2

I just tried to initialised a container, which happened to be empty and came across the following phenomenon:

#include <iostream>
#include <array>
#include <algorithm>

int main(int argc, char *argv[])
{
  std::array<int,NULL> foo = {};
  if ( std::all_of(foo.begin(), foo.end(), [](int i){return i==0;}) )
  std::cout << "All the elements are zero.\n";
  return 0;
}

compiling with:

clang++ -std=c++11 -stdlib=libc++ -o test test.cpp

resulted in:

bash-3.2$ ./test
All the elements are zero.

I am trying to figure out why an empty container returns true for this operation. This problem might be related to: Behaviour of std::list:begin() when list is empty

However I could not find a proper answer to this particular question.

Thank you for your time.

5
  • Don't use NULL as an integer constant. Commented Sep 1, 2014 at 7:25
  • @T.C. thank you for the tip. I actually tried 'std::array<int,0> foo = {};' the result was the same.
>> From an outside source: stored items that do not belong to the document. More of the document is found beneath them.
PR #159, opened 2024-11-18
Feature/added support for apartment gem

abdullahmajid-devsinc:
* By default the gem add function with public as schema in schema.rb. At the time of creating a new tenant, system tries to load schema but fails to find method.

* Added a tweak to support Apartment Gem by appending public. to function in trigger in schema.rb

---------


teoljungberg:
As I'm not using Apartment for any project, I'm not keen on supporting this.
Please publish this as a separate gem instead, or patch it inside your application.

However - I'd entertain PRs that allows for customization and modification to support such a feature.

PR #747, opened 2025-05-24
Await array elements

aslakhellesoy:
First off - thanks for this amazing library! ❤️

I've got some input with arrays of promises. Accessing properties of these array elements results in `undefined`.

This PR fixes this. I've added a test and all other tests are green.


andrew-coleman:
@mattbaileyuk are you happy with this?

Commented Sep 1, 2014 at 7:32
  • 1
    Yes, the result would be the same. That's not the point. NULL is intended to be used as a pointer constant. If you collaborate on software projects with other people, and you use NULL for things other than what it was intended, you will waste your collaborators' time as they try to understand why there is a NULL there. Commented Sep 1, 2014 at 7:38
  • @BenjaminLindley Post-C++11, an implementation is also allowed to define NULL to be nullptr instead. So it's not even portable. Commented Sep 1, 2014 at 7:44
  • @Benjamin - thank you for the explanation. I am still in the early learning process of cpp so I really appreciate any help to avoid future mistakes. Commented Sep 1, 2014 at 7:44

3 Answers 3

6

std::all_of returns true if the range is empty. From 25.2.1 All of

template <class InputIterator, class Predicate>
bool all_of(InputIterator first, InputIterator last, Predicate pred);

Returns: true if [first,last) is empty or if pred(*i) is true for every iterator i in the range [first,last), and false otherwise.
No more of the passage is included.